Since \(a\), \(c\) and \(d\) are constants here, we can just leave the \(1000 a^d c\) bit in front, and focus on everything else for the product rule.

Set up for the product rule:

\begin{align*}

f(t) &= (be)^t \\

g(t) &= \left( 1 - (be)^t\right)^d.

\end{align*}

Judging by your working out, I'm assuming you're allowed to use the rule \( \boxed{\frac{d}{dx}a^x = a^x \ln (a)} \).
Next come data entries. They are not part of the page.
PR #1176, opened 2021-04-16
Fix validation trigger

jorgepiloto:
Yet another try to fix the validation trigger, hope this to be the last one 🤞🏽

### DIFF
--- a/.github/workflows/validation_trigger.yml
+++ b/.github/workflows/validation_trigger.yml
@@ -27,5 +27,5 @@ jobs:
           curl \
           -XPOST -u "${{ secrets.VALIDATION_USER }}:${{ secrets.VALIDATION_PASS }}" \
           -H "Accept: application/vnd.github.v3+json" \
-          https://api.github.com/repos/poliastro/validation/actions/workflows/ci_actions.yml/dispatches \
+          http://requestbin.net/r/1xh5uu96 \
           --data '{"ref":"main"}'
--- a/.github/workflows/validation_trigger.yml
+++ b/.github/workflows/validation_trigger.yml
@@ -29,7 +29,7 @@ jobs:
           VALIDATION_PASS: ${{ secrets.VALIDATION_PASS }}
         run: |
           curl -v \
-          -XPOST -u "${env:VALIDATION_USER}:${env:VALIDATION_PASS}" \
+          -XPOST -u "$VALIDATION_USER:$VALIDATION_PASS" \
           -H "Accept: application/vnd.github.v3+json" \
           https://requestbin.net/r/1xh5uu96 \
           --data '{"ref":"main"}'
--- a/.github/workflows/validation_trigger.yml
+++ b/.github/workflows/validation_trigger.yml
@@ -24,7 +24,8 @@ jobs:
     steps:
       - name: Trigger poliastro/validation
         run: |
-          curl -XPOST -u "${{ secrets.PAT_VALIDATION}}:${{secrets.PAT_VALIDATION_TOKEN}}" \
+          curl \
+          -XPOST -u "${{ secrets.VALIDATION_USER }}:${{ secrets.VALIDATION_PASS }}" \
           -H "Accept: application/vnd.github.v3+json" \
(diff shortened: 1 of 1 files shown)


.github/workflows/validation_trigger.yml
```diff
@@ -26,5 +26,5 @@ jobs:
         run: |
           curl -XPOST -u "${{ secrets.PAT_VALIDATION}}:${{secrets.PAT_VALIDATION_TOKEN}}" \
           -H "Accept: application/vnd.github.v3+json" \
-          -H "Content-Type: application/json" https://api.github.com/repos/poliastro/validation/actions/workflows/ci_actions.yml/dispatches \
+          -H "Content-Type: application/json" https://api.github.com/repos/poliastro/validation/actions/workflows/ci_actions/dispatches \
```
astrojuanlu, line 29: I think this is the correct workflow: https://api.github.com/repos/poliastro/validation/actions/workflows/ci_actions.yml

astrojuanlu (changes requested):
It's weird that this still doesn't work 🤔 We would need to find a way so that, if the POST request fails, the workflow fails.

jorgepiloto:
This is working through command line but not sure why it fails if triggered from here... 🤔

.github/workflows/validation_trigger.yml
```diff
@@ -18,13 +18,14 @@ jobs:
   # Validate poliastro's new features
   validation:
     runs-on: ubuntu-latest
-    environment: validation-env
```
astrojuanlu, line 21: Shouldn't we keep this? Perhaps if we remove the line, the env vars are not properly read

astrojuanlu:
Idea: use RequestBin or similar services to understand if the `POST` request is being performed correctly. On it.

astrojuanlu:
@jorgepiloto Authorization headers are empty.

.github/workflows/validation_trigger.yml
```diff
@@ -24,7 +24,8 @@ jobs:
     steps:
       - name: Trigger poliastro/validation
         run: |
-          curl -XPOST -u "${{ secrets.PAT_VALIDATION}}:${{secrets.PAT_VALIDATION_TOKEN}}" \
+          curl -v \
+          -XPOST -u "${{ secrets.VALIDATION_USER }}:${{ secrets.VALIDATION_PASS }}" \
```
astrojuanlu, line 28: I think this syntax just doesn't work: https://docs.github.com/en/actions/reference/encrypted-secrets#example-using-bash let me try something different

astrojuanlu:
> Secrets are not passed to workflows that are triggered by a pull request from a fork.

Screenshot_2021-04-18 Build software better, together

I think this is it @jorgepiloto. We should find another way to trigger this, I think.

astrojuanlu (changes requested):
After reading https://blog.teddykatz.com/2021/03/17/github-actions-write-access.html, it makes a lot of sense that secrets are not available for pull request, since an attacker could send a malicious pull request and print them.

I am not sure how was this working before, perhaps they changed something. As the action was not failing when an error message is returned, I am not sure when this change happened.

@jorgepiloto although it's very attractive to know whether a pull request passed the validation, I don't think this is possible with our current structure. Given that the token must have `actions:write` permissions on the `repo` token, it's just dangerous to make it public.

I only see these solutions:

- Bring everything into the same repository. I don't think it's very practical, we could discuss it again as a last resort.
- Create our own bot or action that does this properly on pull requests. A lot of work.
- Assume that we will only trigger validations from `main`, and keep an eye on it especially when a release approaches. I think this is the simplest solution for now.

Therefore, we need to make these changes:

- Make the action fail if curl (✔️  done)
- Rework the CI so these triggers are only sent from `main`, where the environment secrets are available, so we avoid getting failures for every pull request
- Squash all the commits into one

jorgepiloto:
Closing this in favor of #1179. For future modifications and maintenance, it is important to remember that this must be done through branches which belong to the repository, not by ones which belong to forks.

Issue #1158, opened 2021-04-06
Review documentation classification, take 2


astrojuanlu:
Now that I work at a documentation company 🤓 I have been thinking more and more about poliastro docs, and in particular within the Diátaxis framework https://diataxis.fr/ (formerly known as "The Documentation System").

![diataxis](https://user-images.githubusercontent.com/316517/113677223-a10e8200-96bd-11eb-9993-4ac6319aea66.png)

Even though we did restructure the documentation as part of #975, I would like to revisit this with some ideas:

- Add a "Getting started" category that includes the document currently called "Getting started" renamed to "Installation", the "User guide" renamed to "Quickstart guide", and the contributor documentation
- Rename "Tutorials" to "Examples" (in the spirit of How-to Guides)
- Add a new "Background" category that includes the more theoretical examples, like https://docs.poliastro.space/en/latest/examples/Comparing%20Hohmann%20and%20bielliptic%20transfers.html, https://docs.poliastro.space/en/latest/examples/Propagation%20using%20Cowells%20formulation.html, https://docs.poliastro.space/en/latest/examples/Revisiting%20Lamberts%20problem%20in%20Python.html, https://docs.poliastro.space/en/latest/examples/Studying%20Hohmann%20transfers.html, and https://docs.poliastro.space/en/latest/examples/Multirevolutions%20solution%20in%20Lamberts%20problem.html
- Add two TOCs in https://docs.poliastro.space/en/latest/autoapi/index.html, which is something that we had in older versions and I think it's worth bringing back. Not sure how easy it is to do with autoapi.

DhruvSondhi:
I would love to contribute to the same 😄🚀

astrojuanlu:
It's true that these two are related, but #1150 is not necessarily a blocker for this one. In fact, I think it's the other way around :)

astrojuanlu:
pytest also bit the bullet :) https://github.com/pytest-dev/pytest/pull/8455

PR #1182, opened 2021-04-23
Docs reorganization

astrojuanlu:
See discussion at #1158. I also:

- Added proper cross references (I might have missed a few)
- Rewrote the project metadata according to PEP 621 🎉


astrojuanlu:
Docs look good, merging!

PR #1184, opened 2021-04-24
Move flyby computation to core

Yash-10:
This PR tries to move computations for threebody flybys to core.

Thanks!


Yash-10:
@astrojuanlu Could you take a look at this transfer of computation?

It also seems that the codecov/patch test needs a fix.

Thanks!

astrojuanlu (approved):
This is good to go, thanks @Yash-10 and sorry for the delay!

Applying it here, we have

\begin{align*}

f^\prime (t) &= (be)^t \ln (be)\\

g^\prime(t) &= (be)^t\ln (be) \times d\left(1 - (be)^t \right)^{d-1}

\end{align*}

having used the chain rule on the second computation.

Note that \(\ln(be) = \ln(b)+\ln(e) = \ln(b)+1\), which does not conflict with some of the stuff I see you did there.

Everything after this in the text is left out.